## [Task item]
Give back an exact copy of the lines from the start of the material through the line bearing "the encoder layers.". Include both ends and nothing else.

--------------------------------------------------

PR #116, opened 2022-06-24
[ALBEF] multimodal encoder

katrina433:
Summary:

This PR implements the multimodal encoder for the ALBEF model. 
* Modifies the `ALBEFTransformerAttention` class in [albef_text_encoder.py](https://github.com/facebookresearch/multimodal/compare/albef-multimodal-encoder?expand=1#diff-3932bbbc9188801f7a2310b6c7d9461bf744f9ac5be55ab613ded71f83a062d6) to include an optional `encoder_hidden_states` input. When this input is passed in, cross attention is computed. Otherwise self attention is computed. 
* The multimodal encoder is similar to the text encoder, with the cross attention added to each of the encoder layers. 
* Fixed some bugs in `ALBEFModel` found when adding embedding tests to the [test_albef.py](https://github.com/facebookresearch/multimodal/compare/albef-multimodal-encoder?expand=1#diff-d5a1ba66dc8cd1d757cd40b8676f6c2a07866a432fae6f94f5f61a12561a1e8f) (removed `text_atts` from `ALBEFOutput` because it's not used, buffer queues were updated in the wrong place, and `vl_embeddings` only needed the cls tokens. 

Test plan:

* Wrote unit tests for the multimodal encoder. 
* Added more tests for the ALBEFModel to test for expected encoder embeddings

### DIFF
--- a/test/models/test_albef.py
+++ b/test/models/test_albef.py
@@ -145,13 +145,15 @@ def test_dequeue_and_enqueue(dummy_albef_model):
 def test_momentum_update(dummy_albef_model):
     init_weight = Tensor([[1, 2, 3], [4, 5, 6]])
     init_weight_m = Tensor([[6, 5, 4], [3, 2, 1]])
-    dummy_albef_model.models[0].weight = nn.Parameter(init_weight)
-    dummy_albef_model.models_m[0].weight = nn.Parameter(init_weight_m)
+    dummy_albef_model.vision_encoder.weight = nn.Parameter(init_weight)
+    dummy_albef_model.vision_encoder_m.weight = nn.Parameter(init_weight_m)
     dummy_albef_model._momentum_update()
     expected_weight_m = Tensor([[4.75, 4.25, 3.75], [3.25, 2.75, 2.25]])
-    assert_expected(dummy_albef_model.models[0].weight, init_weight, rtol=0, atol=1e-4)
     assert_expected(
-        dummy_albef_model.models_m[0].weight, expected_weight_m, rtol=0, atol=1e-4
+        dummy_albef_model.vision_encoder.weight, init_weight, rtol=0, atol=1e-4
+    )
+    assert_expected(
+        dummy_albef_model.vision_encoder_m.weight, expected_weight_m, rtol=0, atol=1e-4
     )
 
 
--- a/test/models/test_albef.py
+++ b/test/models/test_albef.py
@@ -52,6 +52,7 @@ def dummy_albef_model():
         nn.Linear(3, 2),
         embed_dim=2,
         queue_size=4,
+        momentum=0.75,
     )
 
 
@@ -147,7 +148,7 @@ def test_momentum_update(dummy_albef_model):
     dummy_albef_model.models[0].weight = nn.Parameter(init_weight)
     dummy_albef_model.models_m[0].weight = nn.Parameter(init_weight_m)
     dummy_albef_model._momentum_update()
-    expected_weight_m = Tensor([[5.9750, 4.9850, 3.9950], [3.0050, 2.0150, 1.0250]])
+    expected_weight_m = Tensor([[4.75, 4.25, 3.75], [3.25, 2.75, 2.25]])
     assert_expected(dummy_albef_model.models[0].weight, init_weight, rtol=0, atol=1e-4)
     assert_expected(
         dummy_albef_model.models_m[0].weight, expected_weight_m, rtol=0, atol=1e-4
--- a/test/models/test_albef.py
+++ b/test/models/test_albef.py
@@ -4,14 +4,47 @@
 # This source code is licensed under the BSD-style license found in the
 # LICENSE file in the root directory of this source tree.
 
+from functools import partial
+
+import pytest
 import torch
 from test.test_utils import assert_expected, set_rng_seed
 from torch import nn, Tensor
 from torchmultimodal.models.albef import ALBEFModel, ALBEFSimilarity
+from torchmultimodal.modules.encoders.albef_multimodal_encoder import (
+    ALBEFMultimodalEncoder,
+)
+from torchmultimodal.modules.encoders.albef_text_encoder import ALBEFTextEncoder
+from torchmultimodal.modules.encoders.albef_vision_encoder import ALBEFVisionEncoder
 
 
-class TestALBEFModel:
-    albef = ALBEFModel(
+@pytest.fixture(autouse=True)
+def vision_encoder():
+    set_rng_seed(0)
+    return ALBEFVisionEncoder(
+        image_size=4,
+        patch_size=4,
+        num_layers=2,
+        num_heads=1,
+        hidden_dim=3,
+        mlp_dim=6,
+        norm_layer=partial(nn.LayerNorm, eps=1e-6),
+    )
+
+
+@pytest.fixture(autouse=True)
+def text_encoder():
+    return ALBEFTextEncoder(hidden_size=3, num_attention_heads=1)
+
+
+@pytest.fixture(autouse=True)
+def multimodal_encoder():
+    return ALBEFMultimodalEncoder(hidden_size=3, num_attention_heads=1)
+
+
+@pytest.fixture(autouse=True)
+def dummy_albef_model():
+    return ALBEFModel(
         nn.Linear(3, 2),
         nn.Linear(3, 2),
         nn.Linear(3, 2),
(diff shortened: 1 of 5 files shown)


test/models/test_albef.py
```diff
@@ -4,113 +4,220 @@
...
-            [[0.568431, -1.084522, -1.398595], [1.540996, -0.293429, -2.178789]]
-        ).unsqueeze(1)
-        expected_text_embeds_neg = Tensor(
-            [[-0.403344, -0.596635, 0.182036], [0.403347, 0.838026, -0.719258]]
-        ).unsqueeze(1)
-        expected_text_atts_neg = Tensor([1.100604, -0.856675]).unsqueeze(1)
-        assert_expected(image_embeds_neg, expected_image_embeds_neg, rtol=0, atol=1e-4)
-        assert_expected(text_embeds_neg, expected_text_embeds_neg, rtol=0, atol=1e-4)
-        assert_expected(text_atts_neg, expected_text_atts_neg, rtol=0, atol=1e-4)
+
```
ebsmothers, line 70: Way to write such a thorough test for the end-to-end ALBEF model! Glad to see this helped you to find a couple subtle things we missed on the first pass

test/models/test_albef.py
```diff
@@ -4,113 +4,220 @@
...
+    assert_expected(
+        dummy_albef_model.text_queue[:, 0:2], text_feat_m.T, rtol=0, atol=1e-4
+    )
+
+
+def test_momentum_update(dummy_albef_model):
+    init_weight = Tensor([[1, 2, 3], [4, 5, 6]])
+    init_weight_m = Tensor([[6, 5, 4], [3, 2, 1]])
+    dummy_albef_model.models[0].weight = nn.Parameter(init_weight)
+    dummy_albef_model.models_m[0].weight = nn.Parameter(init_weight_m)
```
ebsmothers, line 148: Kind of a nit, but this indexing to get the vision encoder out of the ALBEFModel class makes me think that a list is probably not the best data structure for `self.models` and `self.models_m`...

test/models/test_albef.py
```diff
@@ -4,113 +4,220 @@
...
         nn.Linear(3, 2),
         nn.Linear(3, 2),
         nn.Linear(3, 2),
+        embed_dim=2,
+        queue_size=4,
+    )
+
+
+@pytest.fixture(autouse=True)
+def albef_model(vision_encoder, text_encoder, multimodal_encoder):
```
ebsmothers, line 59: I thought autouse meant you don't have to add any of these as args? (Sorry, this may just be my noob pytest understanding...)

test/models/test_albef.py
```diff
@@ -4,113 +4,220 @@
...
-        expected_text_embeds_neg = Tensor(
-            [[-0.403344, -0.596635, 0.182036], [0.403347, 0.838026, -0.719258]]
-        ).unsqueeze(1)
-        expected_text_atts_neg = Tensor([1.100604, -0.856675]).unsqueeze(1)
-        assert_expected(image_embeds_neg, expected_image_embeds_neg, rtol=0, atol=1e-4)
-        assert_expected(text_embeds_neg, expected_text_embeds_neg, rtol=0, atol=1e-4)
-        assert_expected(text_atts_neg, expected_text_atts_neg, rtol=0, atol=1e-4)
+
+@pytest.fixture(autouse=True)
+def albef_model_output(albef_model):
```
ebsmothers, line 72: Similar comment for autouse here, and on the usage of `albef_model_output` and `dummy_albef_model` below

test/models/test_albef.py
```diff
@@ -4,113 +4,220 @@
...
+    )
+
+
+def test_momentum_update(dummy_albef_model):
+    init_weight = Tensor([[1, 2, 3], [4, 5, 6]])
+    init_weight_m = Tensor([[6, 5, 4], [3, 2, 1]])
+    dummy_albef_model.models[0].weight = nn.Parameter(init_weight)
+    dummy_albef_model.models_m[0].weight = nn.Parameter(init_weight_m)
+    dummy_albef_model._momentum_update()
+    expected_weight_m = Tensor([[5.9750, 4.9850, 3.9950], [3.0050, 2.0150, 1.0250]])
```
ebsmothers, line 150: I like this test a lot because it shows how the momentum update works. One nit suggestion is to set the momentum value in your dummy ALBEF model to a nice number like 0.75 to make it even more obvious what's happening here. (Just don't set it to 0.5 🙂)

torchmultimodal/modules/encoders/albef_multimodal_encoder.py
```diff
@@ -0,0 +1,106 @@
...
+    ) -> None:
+        super().__init__()
+        self.attention = ALBEFTransformerAttention(
+            hidden_size, num_attention_heads, layer_norm_eps
+        )
+        self.cross_attention = ALBEFTransformerAttention(
+            hidden_size, num_attention_heads, layer_norm_eps
+        )
+        self.dense1 = nn.Linear(hidden_size, intermediate_size)
+        self.transform_act_fn = nn.GELU()
```
ebsmothers, line 88: You can consider adding this as a param, not super important though

torchmultimodal/modules/encoders/albef_multimodal_encoder.py
```diff
@@ -0,0 +1,106 @@
...
+from torch import nn, Tensor
+from torchmultimodal.modules.encoders.albef_text_encoder import (
+    ALBEFTransformerAttention,
+)
+from torchmultimodal.utils.common import get_extended_attention_mask
+
+
+class ALBEFMultimodalEncoder(nn.Module):
+    """
+    Construct multimodal embeddings from image embeddings, text embeddings, and text attention mask.
```
ebsmothers, line 17: Maybe add a bit more detail here explaining how it compares to the text encoder and the use of cross-attention

torchmultimodal/modules/encoders/albef_text_encoder.py
```diff
@@ -226,10 +230,17 @@ def forward(
         self,
         hidden_states: Tensor,
         attention_mask: Tensor,
+        encoder_hidden_states: Optional[Tensor] = None,
     ) -> Tensor:
         mixed_query_layer = self.query(hidden_states)
-        mixed_key_layer = self.key(hidden_states)
-        mixed_value_layer = self.value(hidden_states)
+
+        if encoder_hidden_states is None:
```
ebsmothers, line 237: Add a comment explaining what's going on here

torchmultimodal/modules/encoders/albef_multimodal_encoder.py
```diff
@@ -0,0 +1,106 @@
...
+        num_attention_heads: int,
+        layer_norm_eps: float,
+    ) -> None:
+        super().__init__()
+        self.attention = ALBEFTransformerAttention(
+            hidden_size, num_attention_heads, layer_norm_eps
+        )
+        self.cross_attention = ALBEFTransformerAttention(
+            hidden_size, num_attention_heads, layer_norm_eps
+        )
```
ebsmothers, line 86: So the combination of attention and cross-attention written the same way can potentially be confusing here (I understand why you're doing it). Either way, might be good to leave a comment explaining what's going on, either here or in the forward.

ebsmothers (commented):
This looks great! I really like the thorough testing you added for the ALBEF model class.

test/models/test_albef.py
katrina433: All models can still be accessed directly (e.g. `dummy_albef_model.vision_encoder`). The two lists are used to iterate through all pairs of `(model, model_m)` (which happens in `_copy_params_momentum_models` and `_momentum_update`). Should I rename them to `_models` and `_models_m`? Or try other data structures (dict `{'vision_encoder': (vision_encoder, vision_encoder_m), ...}`?

test/models/test_albef.py
katrina433: I still need to pass them in as args (or else `albef_model` refers to the function, not what's returned in the function)

YosuaMichael (commented):
Overall looks good, just have some idea on how to refactor AlbefModel and some nit

test/models/test_albef.py
ebsmothers: @katrina433 good point about just accessing via `.vision_encoder`. Personally I would do that here just to be more explicit about what you're modifying. I think @YosuaMichael's suggestion makes sense, feel free to address this in a separate PR though

ebsmothers (approved):
Looks good, thanks for addressing all the comments!

test/models/test_albef.py
```diff
@@ -4,113 +4,221 @@
...
+from torchmultimodal.modules.encoders.albef_multimodal_encoder import (
+    ALBEFMultimodalEncoder,
+)
+from torchmultimodal.modules.encoders.albef_text_encoder import ALBEFTextEncoder
+from torchmultimodal.modules.encoders.albef_vision_encoder import ALBEFVisionEncoder
+
+
+@pytest.fixture(autouse=True)
+def vision_encoder():
+    set_rng_seed(0)
```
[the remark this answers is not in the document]
YosuaMichael: I see, in that case it is probably fine to just leave the `set_rng_seed` inside vision_encoder for now. I am not sure how it work, but I guess probably because it is the first function or the first one being called.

--------------------------------------------------

## [Output below]
PR #116, opened 2022-06-24
[ALBEF] multimodal encoder

katrina433:
Summary:

This PR implements the multimodal encoder for the ALBEF model. 
* Modifies the `ALBEFTransformerAttention` class in [albef_text_encoder.py](https://github.com/facebookresearch/multimodal/compare/albef-multimodal-encoder?expand=1#diff-3932bbbc9188801f7a2310b6c7d9461bf744f9ac5be55ab613ded71f83a062d6) to include an optional `encoder_hidden_states` input. When this input is passed in, cross attention is computed. Otherwise self attention is computed. 
* The multimodal encoder is similar to the text encoder, with the cross attention added to each of the encoder layers. 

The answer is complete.